David graduated in medicine from Columbia College of Physicians and Surgeons, New York, NY in 1992 where he remained for his internship and medical residency. He is a member of the American Association for Cancer Research (AACR), American Society of Clinical Oncology (ASCO) and the New England Cancer Society. He has published over 50 articles in peer review journals, reviews, book chapters and editorials, and authored numerous abstracts.
Dr. H. Robert (Bob) Horvitz has been an Advisor to MPM since 2005 and has served as the Chairman of MPM’s Advisory Boards since 2007.
Having joined the Massachusetts Institute of Technology’s Department of Biology faculty in 1978, he was named the David H. Koch Professor of Biology in 2000. He was appointed a Member of the Koch Institute for Integrative Cancer Research in 2000 and a Member of the McGovern Institute for Brain Research in 2001. He is a member of the Board of Trustees of the Massachusetts General Hospital.

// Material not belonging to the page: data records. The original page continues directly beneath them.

PR #36, opened 2018-01-26
Support conditional creation for the database too.

jimrazmus:
I want to be able to conditionally create databases. For example, I may only want read replica databases in the staging and production environments. Lower tiered environments would not have a read replica. The count variable provides that flexibility while maintaining the DRY principle. In the absence of this variable, I have to maintain multiple, environment specific, terraform files.

### DIFF
--- a/main.tf
+++ b/main.tf
@@ -4,6 +4,7 @@
 module "db_subnet_group" {
   source = "./modules/db_subnet_group"
 
+  count       = "${var.create_db_subnet_group}"
   identifier  = "${var.identifier}"
   name_prefix = "${var.identifier}-"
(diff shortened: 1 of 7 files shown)


antonbabenko:
Good work, but adjust outputs when `count` is set to 0 in one of the recent version of AWS provider. Something like - `element(concat(..., list("")), 0)`

jimrazmus:
@antonbabenko I believe this PR is now ready for consideration. Thank you!

antonbabenko:
Thanks! Always run at least one of examples to reveal the broken parts, I have updated outputs to fix it.

New release is [v1.10.0](https://github.com/terraform-aws-modules/terraform-aws-rds/releases/v1.10.0).

PR #38, opened 2018-02-08
Enable db_subnet_group_name variable

mhdali:
If the variable not specify then use the db_subnet_group module

### DIFF
--- a/main.tf
+++ b/main.tf
@@ -1,3 +1,7 @@
+locals {
+  db_subnet_group_name = "${coalesce(var.db_subnet_group_name, module.db_subnet_group.this_db_subnet_group_id)}"
+}
+
 ##################
 # DB subnet group
 ##################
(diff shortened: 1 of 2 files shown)


main.tf
```diff
@@ -56,7 +60,7 @@ module "db_instance" {
   snapshot_identifier = "${var.snapshot_identifier}"
 
   vpc_security_group_ids = ["${var.vpc_security_group_ids}"]
-  db_subnet_group_name   = "${module.db_subnet_group.this_db_subnet_group_id}"
+  db_subnet_group_name   = "${local.db_subnet_group_name}"
```
antonbabenko: When `var.db_subnet_group_name` is not empty it will still respect `var.create_db_subnet_group` and probably create unused db_subnet_group.

Can you change argument `count` in `db_subnet_group` ([line 11](https://github.com/terraform-aws-modules/terraform-aws-rds/pull/38/files#diff-7a370d8342e7203b805911c92454f0f4R11))  to respect `var.create_db_parameter_group` only if `var.db_subnet_group_name` is not set?

mhdali: 👍

mhdali: Initially I put the condition on `count` value, but it felt a bit complicated to I moved it to locals.

Let me know if you want to move it back to `count`.

antonbabenko:
Looks flexible enough. Good work.

antonbabenko:
[v1.11.0](https://github.com/terraform-aws-modules/terraform-aws-rds/releases/v1.11.0) has been released.

PR #47, opened 2018-03-09
Enable db_parameter_group_name variable

jordiclariana:
If the variable not specify then use the db_parameter_group module
This mimics the work done in PR #38 about `db_subnet_group_name`


mazzy89:
Could we have this reviewed? I have the use case where the parameter group already exists and I need to pass in as a variable rather than create a new one. It would be very useful. For me it looks fine the job done by @jordiclariana

antonbabenko:
[v1.14.0](https://github.com/terraform-aws-modules/terraform-aws-rds/releases/v1.14.0) has been just released. Thank you for the PR and a nudge :)

PR #50, opened 2018-03-20
Add apply_method to parameter group

tornadical:
Adding [apply_method](https://www.terraform.io/docs/providers/aws/r/db_parameter_group.html#apply_method) variable to parameter group to allow for parameters that can't be applied immediately.


antonbabenko:
`apply_method` should be part of `parameter` block and not part of `aws_db_parameter_group` resource. Read [this](https://www.terraform.io/docs/providers/aws/r/db_parameter_group.html). Closing.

Bob received the 2002 Nobel Prize in Physiology or Medicine for discovering and characterizing genes that control programmed cell death (apoptosis), findings that have provided the basis for understanding many aspects of human biology and disease.
Bob is a member of the U.S. National Academy of Sciences, the U.S. National Academy of Medicine, the American Academy of Arts and Sciences, the American Philosophical Society, and The Royal Society of London. He is a recipient of the Gairdner Foundation International Award, the Alfred P. Sloan, Jr. Prize from the General Motors Cancer Research Foundation and the Bristol-Myers Squibb Award for Distinguished Achievement in Neuroscience. He received a Ph.D. in Biology in 1974 from Harvard University and S.B. degrees in Mathematics and Economics from MIT in 1968.